THE RECORDS START
Issue #145, opened 2018-02-21
Horizontal scrolling


raphlinus:
Note: see #4 for an earlier discussion. This issue encapsulates my current thinking.

## Viewport width: longest line in document, or longest visible line

One of the more fundamental design choices is how to compute the viewport width. The two most reasonable alternatives are the longest line in the document, or the longest line in the viewport. In the latter case, the viewport width would change dynamically on scrolling. In the former case, it would be a function only of changes to the document.

This choice has profound implications for the architecture; for "longest line in document," the core needs to be involved, which also means that it has to understand "width". This is planned (for line wrapping) but workable horizontal scrolling shouldn't block on it.

Thus, the plan of record is that it is based on **the longest visible line** for now, and, when width infrastructure is in place, we can revisit it (possibly offering an option).

## Wiring up scrolling

For the most part, scrolling works now, the tough part is setting the viewport width. This basically means writing a function to compute the width (max of widths of visible lines) and adding invalidation logic to recalculate it as necessary. The visible line width is available as the `width` parameter of the TextLine, available as associated data from the line cache. We might want to make the width eagerly calculated on TextLine build, as the current implementation *might* be slow (it calls into CoreText).

Special care may be required to keep the horizontal scroll bar from flickering in and out of existence (which may cause cascading layout recalculations). One approach I'd be happy with is that it's sticky - once it's set it stays.

## Shadow

We had a "ShadowView" that drew a partially transparent gradient over the main EditText view, dependent on the scroll status. It would be nice to bring this back. The best place would be the `render` method in EditView, near the end.

We could write a new shader for it, or reuse an existing shader. The easiest would probably be to draw a fake "glyph" with the real width, but placeholder height, then use stretching to make it cover the window height.

## Optimization

We should do this in stages, first getting it working, then performance tuning.

Currently, the draw operation for TextLine iterates all the glyphs in the line. We should introduce a horizontal viewport, and do culling based on that.

The glyphs in a TextLine are almost monotonic. If they were fully monotonic, it would be straightforward to binary-search for the first glyph that fits inside the viewport. Even so, I think the approach is viable, with some care. During build, compute a "max deviation from monotonicity" (which in the monotonic case is likely zero). Binary search (even on not-quite-sorted data) for the left side of the viewport minus this slop factor. Iterate through the glyphs until the right side of the viewport plus this slop factor is reached. We might also need to compute a max glyph width (should also be straightforward on build).

[...]

PR #152, opened 2018-03-13
horizontal scroll

cmyr:
An initial no-fuss implementation of horizontal scrolling, including drawing shadows when text is occluded. 

towards #145

### DIFF
--- a/XiEditor/EditView.swift
+++ b/XiEditor/EditView.swift
@@ -405,7 +405,12 @@ class EditView: NSView, NSTextInputClient, TextPlaneDelegate {
         }
     }
 
-    // Rendering using TextPlane
+    /// Our equivalent of drawRect:, with rendering using TextPlane.
+    ///
+    /// Note: This function has side effects in two cases: It stashes
+    /// the length of the longest line it sees, and passes this to the view controller;
+    /// if this line is longer than the previous longest, the view's width is updated.
+    /// It also updates IME state if IME is active.
     func render(_ renderer: Renderer, dirtyRect: NSRect) {
         Trace.shared.trace("EditView render", .main, .begin)
         renderer.clear(dataSource.theme.background)
--- a/XiEditor/EditView.swift
+++ b/XiEditor/EditView.swift
@@ -130,7 +130,6 @@ class EditView: NSView, NSTextInputClient, TextPlaneDelegate {
     }
     var lastRevisionRendered = 0
     var gutterXPad: CGFloat = 8
-    var gutterWidth: CGFloat = 0
     var gutterCache: GutterCache?
 
     var dataSource: EditViewDataSource!
@@ -364,7 +363,7 @@ class EditView: NSView, NSTextInputClient, TextPlaneDelegate {
     /// Note: - The returned position is not guaruanteed to be an existing line. For instance, if a buffer does not fill the current window, a point below the last line will return a buffer position with a line number exceeding the number of lines in the file. In this case position.column will always be zero.
     func bufferPositionFromPoint(_ point: NSPoint) -> BufferPosition {
         let point = self.convert(point, from: nil)
-        let x = point.x + scrollOrigin.x - gutterWidth
+        let x = point.x + scrollOrigin.x - dataSource.gutterWidth
         let y = point.y + scrollOrigin.y
         let lineIx = yToLine(y)
         if let line = getLine(lineIx) {
@@ -414,7 +413,7 @@ class EditView: NSView, NSTextInputClient, TextPlaneDelegate {
         }
         let linespace = dataSource.textMetrics.linespace
         let topPad = linespace - dataSource.textMetrics.ascent
-        let xOff = gutterWidth + x0 - scrollOrigin.x
+        let xOff = dataSource.gutterWidth + x0 - scrollOrigin.x
         let yOff = topPad - scrollOrigin.y
         let firstVisible = max(0, Int((floor(dirtyRect.origin.y - topPad + scrollOrigin.y) / linespace)))
         let lastVisible = Int(ceil((dirtyRect.origin.y + dirtyRect.size.height - topPad + scrollOrigin.y) / linespace))
@@ -428,6 +427,7 @@ class EditView: NSView, NSTextInputClient, TextPlaneDelegate {
         let font = dataSource.textMetrics.font as CTFont
         let styleMap = dataSource.styleMap.locked()
         var textLines: [TextLine?] = []
+        var maxLineWidth: Double = 0
 
         // The actual drawing is split into passes for correct visual presentation and
         // also to improve batching of the OpenGL draw calls.
@@ -464,6 +464,7 @@ class EditView: NSView, NSTextInputClient, TextPlaneDelegate {
                 lineCache.setAssoc(lineIx, assoc: assoc)
                 textLines.append(textLine)
             }
+            maxLineWidth = max(maxLineWidth, textLine.width)
             let y0 = yOff + linespace * CGFloat(lineIx)
             renderer.drawLineBg(line: textLine, x0: GLfloat(xOff), yRange: GLfloat(y0)..<GLfloat(y0 + linespace), selColor: selArgb)
         }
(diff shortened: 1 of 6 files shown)


cmyr:
playing around with this a bit more and I can get a crash pretty consistently when scrolling vigorously on a trackpad:

```
Thread 0 Crashed:: Dispatch queue: com.apple.main-thread
0   com.levien.XiEditor           	0x000000010f866015 _T08XiEditor8EditViewC6renderyAA8RendererC_SC6CGRectV9dirtyRecttFTf4gnn_n + 18501 (EditView.swift:428)
1   com.levien.XiEditor           	0x000000010f85cda4 _T08XiEditor8EditViewCAA17TextPlaneDelegateA2aDP6renderyAA8RendererC_SC6CGRectV9dirtyRecttFTW + 68
2   com.levien.XiEditor           	0x000000010f830d1f _T08XiEditor14TextPlaneLayerC4drawySo15NSOpenGLContextC2in_So0G13GLPixelFormatC05pixelK0Sd03forE4TimeSPySC11CVTimeStampVG07displayN0tFTf4ddddn_n + 639
3   com.levien.XiEditor           	0x000000010f82fb41 _T08XiEditor14TextPlaneLayerC4drawySo15NSOpenGLContextC2in_So0G13GLPixelFormatC05pixelK0Sd03forE4TimeSPySC11CVTimeStampVG07displayN0tFTo + 49
4   com.apple.QuartzCore          	0x00007fffa78ae165 CAOpenGLLayerDraw(CAOpenGLLayer*, double, CVTimeStamp const*, unsigned int) + 873
5   com.apple.QuartzCore          	0x00007fffa78adce3 -[CAOpenGLLayer _display] + 351
6   com.apple.AppKit              	0x00007fff9fa50332 -[NSOpenGLLayer display] + 241
7   com.apple.QuartzCore          	0x00007fffa78c1052 CA::Layer::display_if_needed(CA::Transaction*) + 572
8   com.apple.QuartzCore          	0x00007fffa78c117d CA::Layer::layout_and_display_if_needed(CA::Transaction*) + 35
9   com.apple.QuartzCore          	0x00007fffa78b6934 CA::Context::commit_transaction(CA::Transaction*) + 280
10  com.apple.QuartzCore          	0x00007fffa77ab7e1 CA::Transaction::commit() + 475
11  com.apple.AppKit              	0x00007fff9f9f506b -[_NSScrollingConcurrentMainThreadSynchronizer _synchronize:completionHandler:] + 380
12  com.apple.AppKit              	0x00007fff9f9f4ebd __80-[_NSScrollingConcurrentMainThreadSynchronizer initWithSharedData:constantData:]_block_invoke + 145
13  libdispatch.dylib             	0x00007fffb73ce8fc _dispatch_client_callout + 8
14  libdispatch.dylib             	0x00007fffb73e3a16 _dispatch_continuation_pop + 533
15  libdispatch.dylib             	0x00007fffb73d9a6c _dispatch_source_latch_and_call + 194
16  libdispatch.dylib             	0x00007fffb73d113b _dispatch_source_invoke + 1248
17  libdispatch.dylib             	0x00007fffb73db908 _dispatch_main_queue_callback_4CF + 505
18  com.apple.CoreFoundation      	0x00007fffa1cbcbc9 __CFRUNLOOP_IS_SERVICING_THE_MAIN_DISPATCH_QUEUE__ + 9
19  com.apple.CoreFoundation      	0x00007fffa1c7dc0d __CFRunLoopRun + 2205
20  com.apple.CoreFoundation      	0x00007fffa1c7d114 CFRunLoopRunSpecific + 420
21  com.apple.HIToolbox           	0x00007fffa11ddebc RunCurrentEventLoopInMode + 240
22  com.apple.HIToolbox           	0x00007fffa11ddcf1 ReceiveNextEventCommon + 432
23  com.apple.HIToolbox           	0x00007fffa11ddb26 _BlockUntilNextEventMatchingListInModeWithFilter + 71
24  com.apple.AppKit              	0x00007fff9f774a54 _DPSNextEvent + 1120
25  com.apple.AppKit              	0x00007fff9fef07ee -[NSApplication(NSEvent) _nextEventMatchingEventMask:untilDate:inMode:dequeue:] + 2796
26  com.apple.AppKit              	0x00007fff9f7693db -[NSApplication run] + 926
27  com.apple.AppKit              	0x00007fff9f733e0e NSApplicationMain + 1237
28  com.levien.XiEditor           	0x000000010f8144c9 main + 9 (AppDelegate.swift:80)
29  libdyld.dylib                 	0x00007fffb7404235 start + 1
```

There's also some occasional jank around scroller rendering, so I'm going to investigate a bit further.

XiEditor/ShadowView.swift
```diff
@@ -0,0 +1,99 @@
...
+        self.layer!.addSublayer(rightShadow)
+
+        updateVisibility()
+    }
+
+    override func updateLayer() {
+        leftShadow.frame = CGRect(x: leftShadowMinX, y: self.bounds.origin.y,
+                                  width: 4, height: self.bounds.height)
+
+        rightShadow.frame = CGRect(x: self.bounds.width - 4, y: self.bounds.origin.y,
```
nangtrongvuon: It seems to me that the right shadow currently doesn't compensate for the scroll bar? The left shadow is much more visible than the right shadow, unless that's intended.

XiEditor/ShadowView.swift
```diff
@@ -0,0 +1,99 @@
...
+        leftShadow.autoresizingMask = .layerHeightSizable
+
+        rightShadow.colors = [shadowColor.cgColor, NSColor.clear.cgColor]
+        rightShadow.transform = CATransform3DMakeRotation(CGFloat.pi / 2, 0, 0, 1)
+        rightShadow.opacity = 0.4
+        rightShadow.autoresizingMask = [.layerHeightSizable, .layerMinXMargin]
+    }
+
+    // by default hiding and revealing our shadows is animated, which is distracting
+    func action(for layer: CALayer, forKey event: String) -> CAAction? {
```
nangtrongvuon: I personally found that it looked really nice. Maybe the duration could be reduced?

cmyr: I wouldn't be opposed to a very short-duration animation, as long as there was some way to specify that the animation should begin from whatever the existing animation state is, so that we don't have animations that interrupt each other; I looked into this briefly but it seems harder to do in AppKit than it would've been in UIKit.

When animations were on, it also caused the right shadow view to animate when you first opened the window, which would have to be fixed.

I initially thought no animations would be a bit jarring, but playing around with it I think it feels okay; and looking at other editors (particularly sublime) this is their behaviour as well.

XiEditor/ShadowView.swift
cmyr: Yea, I'm still slightly confused by this, and can't tell if it's an optical illusion or something. I think the right side looks less sharp because the hard edge of the shadow is shared with the hard edge of the window.

I don't think we want the shadow to be outside the scrollbar; the scrollers on modern macOS are supposed to be semi-translucent overlays on top of the content, not individual views outside of the content.

One possible problem I see with this is drawing on dark backgrounds; in that case the shadows aren't very visible. Themes are supposed to provide a `shadowColor` for this, but not many do.

XiEditor/Main.storyboard
```diff
@@ -39,6 +39,9 @@
                             <customView wantsLayer="YES" translatesAutoresizingMaskIntoConstraints="NO" id="q1P-kd-995" customClass="EditView" customModule="XiEditor" customModuleProvider="target">
                                 <rect key="frame" x="0.0" y="0.0" width="480" height="270"/>
                             </customView>
+                            <customView translatesAutoresizingMaskIntoConstraints="NO" id="x8W-KD-KOP" customClass="ShadowView" customModule="XiEditor" customModuleProvider="target">
```
raphlinus: For me, I get a crash in ShadowView.setup because layer is nil, unless I also add `wantsLayer="YES"` here. Wonder why it seems to be working for you but not me.

XiEditor/EditView.swift
```diff
@@ -464,6 +466,7 @@ class EditView: NSView, NSTextInputClient, TextPlaneDelegate {
                 lineCache.setAssoc(lineIx, assoc: assoc)
                 textLines.append(textLine)
             }
+            maxLineWidth = max(maxLineWidth, textLine.width)
```
raphlinus: I'm slightly uncomfortable with drawing being side-effecting. I'd prefer if the width recalculation were done separately, triggered by updates. It occurs to me that logic will need full access to the TextLine objects, which means that we'd have to move the "get cached TextLine" logic into a separate method. Among other things, I'm pretty sure this causes a double draw when the width increases.

As a side note, side effects from drawing are also used by the IME logic.

cmyr: I tried an approach similar to what you'd described, but because LineCache has a generic payload I can't even really access the `TextLine`s. (It occurred to me just now that I could write an extension for `LineCache where T == TextLine`, which might work). 

Also, when text lines arrive we tend to be blocked for drawing; we certainly don't want to introduce additional blocking gets earlier. So doing the calculation while drawing felt like an expedient compromise.

Ideally, we would have width measurement, and core would do a bunch of the work here for us; I  think that should be the final goal.

In terms of redundant draws with the current implementation, they will be happening but only in the case where a draw introduces a new 'longest line', so the amortized cost shouldn't be too bad.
THE RECORDS END
Copy only the entries from the first line to the line with "## Wiring up scrolling", each exactly as it appears.

## ANSWER BOX
Issue #145, opened 2018-02-21
Horizontal scrolling


raphlinus:
Note: see #4 for an earlier discussion. This issue encapsulates my current thinking.

## Viewport width: longest line in document, or longest visible line

One of the more fundamental design choices is how to compute the viewport width. The two most reasonable alternatives are the longest line in the document, or the longest line in the viewport. In the latter case, the viewport width would change dynamically on scrolling. In the former case, it would be a function only of changes to the document.

This choice has profound implications for the architecture; for "longest line in document," the core needs to be involved, which also means that it has to understand "width". This is planned (for line wrapping) but workable horizontal scrolling shouldn't block on it.

Thus, the plan of record is that it is based on **the longest visible line** for now, and, when width infrastructure is in place, we can revisit it (possibly offering an option).

## Wiring up scrolling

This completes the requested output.